Was a bit of statistical analysis, intended to be light banter.


----------



## dgrant (Feb 5, 2014)

The most expensive thing to me is _time_, not money. Even if the book is free, I'll download a sample. All samples go to the kindle, so I can sit down and try a bunch of authors on a day off/ downtime day in a hotel room. Bought books show up in the kindle app on the phone. When I only have fifteen minutes to relax during lunch, I want something that won't make me regret the time I carved out of eating to read.


----------



## theaatkinson (Sep 22, 2010)

interesting info from an author perspective. I recently put the first novella in my series free as an experiment, and found that while I got a fair amount of downloads, there wasn't really much follow through to the next book. Could be because the writing is poor, or the story doesn't engage I admit, but I'm more prone to think that if it's free, there's no real drive to read it. 

At least that's how it works for me as a reader...not sure why I thought it would be different for other readers.


----------



## cinisajoy (Mar 10, 2013)

It could also be, the readers have not gotten to your book yet too.  Some of us have long queues.  If I have seen you here, you will get moved up but still looking at a six month wait.
Just a little food for thought.
See there are more authors than their are me's.

Now at Rocky, you did not come across as light banter at all.  Though thanks for letting me know you weren't serious.


----------



## Atunah (Nov 20, 2008)

I need to do a average queue time investigation when I have time to waste. But I think its probably like 2 years. So I have still have free and purchased books going back to 2008/2009 I haven't read yet. Its rare that I read a book right after I get it. It happens, usually with some favorite series I just need to know what happened, NOW. But in general, I pile up books like a squirrel does nuts.  . 

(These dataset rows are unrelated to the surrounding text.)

PR #710, opened 2019-09-26
Generalise validate_email_for_user to work for other /requestToken endpoints

anoadragon453:
This came up during implementation of #695. Registration calls the `/r0/register/email/requestToken` path rather than `/account/3pid/email/requestToken`.

Additionally remove the requirement for a $user parameter to be required, as none of the /requestToken endpoints require authentication.


anoadragon453:
I'll leave it out for now, but I'll keep that in mind :)

PR #714, opened 2019-10-04
Add Perl results.tap parser

anoadragon453:
The aim of this is to replace the [format_tap.py](https://github.com/matrix-org/synapse/blob/develop/.buildkite/format_tap.py) file that's required to show the following Buildkite annotation for failed Sytest tests:

image

This perl script generates a line-for-line same output as the python version. This is useful so that we don't need to include a python binary for Dendrite's sytest environment.


format_tap.pl
```diff
@@ -0,0 +1,49 @@
...
+my $parser = TAP::Parser->new( { source => $tap_file } );
+my $in_error = 0;
+my @out = ( "### TAP Output for $build_name" );
+
+while ( my $result = $parser->next ) {
+   if ( $result->is_test ) {
+      # End an existing error block
+      if ( $in_error == 1 ) {
+         push ( @out, "" );
+         push ( @out, "</pre></code></details>" );
```
erikjohnston:
```suggestion
         push( @out, "</pre></code></details>" );
```

format_tap.pl
```diff
@@ -0,0 +1,49 @@
...
+
+my $parser = TAP::Parser->new( { source => $tap_file } );
+my $in_error = 0;
+my @out = ( "### TAP Output for $build_name" );
+
+while ( my $result = $parser->next ) {
+   if ( $result->is_test ) {
+      # End an existing error block
+      if ( $in_error == 1 ) {
+         push ( @out, "" );
```
erikjohnston:
```suggestion
         push( @out, "" );
```

format_tap.pl
```diff
@@ -0,0 +1,49 @@
...
+         my $number = $result->number;
+         my $description = $result->description;
+
+         push(@out, "FAILURE Test #$number: ``$description``");
+         push(@out, "");
+         push(@out, "<details><summary>Show log</summary><code><pre>");
+      }
+   } elsif ( $result->is_comment and $in_error == 1 ) {
+      # Print error contents
+      push ( @out, $result->raw );
```
erikjohnston:
```suggestion
      push( @out, $result->raw );
```

format_tap.pl
```diff
@@ -0,0 +1,49 @@
...
+   }
+}
+
+# Print out the contents of @out, leaving off the last little formatting bits
+foreach my $line ( @out[0..$#out-3] ) {
+   # The -l in the hashbang makes print append a newline to the content
```
erikjohnston: ugh, can't we just add `print \n`? Otherwise running `perl format_tap.pl` does something different.

format_tap.pl
```diff
@@ -0,0 +1,49 @@
...
+         push(@out, "");
+         push(@out, "<details><summary>Show log</summary><code><pre>");
+      }
+   } elsif ( $result->is_comment and $in_error == 1 ) {
+      # Print error contents
+      push ( @out, $result->raw );
+   }
+}
+
+# Print out the contents of @out, leaving off the last little formatting bits
```
erikjohnston: What formatting bits?

erikjohnston:
Also, why isn't this killing off the old script? Lets not keep both.

anoadragon453:
> Also, why isn't this killing off the old script? Lets not keep both.

The old script is in Synapse's repo. I need to make a PR for it and changing the CI.

erikjohnston:
At least you can change the `synapse_sytest` script to use this?

erikjohnston:
Also, please don't put this in the root of the repo

PR #717, opened 2019-10-05
ensure that server ACLs are enforced

richvdh:
Some tests that I found on a branch in my working copy. Require https://github.com/matrix-org/synapse/pull/6170.


richvdh:
flaky test is flaky

PR #718, opened 2019-10-05
Regression test for sync cache consistency bug

richvdh:
(though note also that this requires synapse to run in worker mode, with some
replication-torturing patches, to show up the issue.)

(Another test I found sitting in my working copy)


erikjohnston:
Is there a synapse issue?

richvdh:
there may have been once, but apparenly I wrote this 6 months ago

richvdh:
flaky test is unrelated

PR #719, opened 2019-10-08
Update a test to give better diagnostics

richvdh:


tests/30rooms/13guestaccess.pl
```diff
@@ -311,97 +312,94 @@
...
+            room_alias_name => $aliasname,
+         )->on_done( sub {
+            ( $room_id, undef ) = ( @_ );
+         });
 
-            matrix_set_room_guest_access( $user, $room_id, "can_join" );
-         }),
+         if( $settings->{guest_access} ) {
+            $f = $f->then( sub {
+               matrix_set_room_guest_access( $user, $room_id, $settings->{guest_access} );
```
erikjohnston: I'd have been tempted to use `initial_state` on `/createRoom` API

richvdh: fair. I was just sticking with the way the test did it originally, but with less C&P.

richvdh:
I'm merging this despite the failing test, because the test failure isn't new.

PR #722, opened 2019-10-10
Enable testing of log contexts for synapse

erikjohnston:
Flag was added in https://github.com/matrix-org/synapse/pull/6127


erikjohnston:
Looking across some builds it doesn't seem to have slowed things down, most of the differences look like normal variance.

PR #733, opened 2019-10-25
Fix conversion of numbers into strings

richvdh:
Wrap numbers in JSON bodies

This should help avoid the idiocy where logging the body of a federation 
request turns the numbers into strings (which then screws up their later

Then in the middle of all the new shiny things other readers recommend, I'll go through and make a queue within a queue. And there might be something I acquired 6 months ago, or 3 years ago. Its all the same to me. They are still the same books, so when I acquired them, doesn't really play into when I decide to read them. That part is guided by my mood. I am a very big mood reader. 

There can be times I stare at my 1500 unread books and I can't find anything to read. Like opening the full fridge and not seeing anything.  . I found I can cure that malady with another installment of the Naked series by JD Robb. And I am not kidding about that.


----------



## Amy Corwin (Jan 3, 2011)

Sydney M. Cooper said:


> I generally only pick up free books I'm likely to read - I don't like having a bunch of free books I'm not interested in cluttering up my account. It takes a little bit of fishing, but I find that free books are a great way to connect with authors I might have otherwise overlooked. I discovered Lindsay Buroker's work this way, as well as Hailey Edwards. I subsequently purchased a number of their other titles.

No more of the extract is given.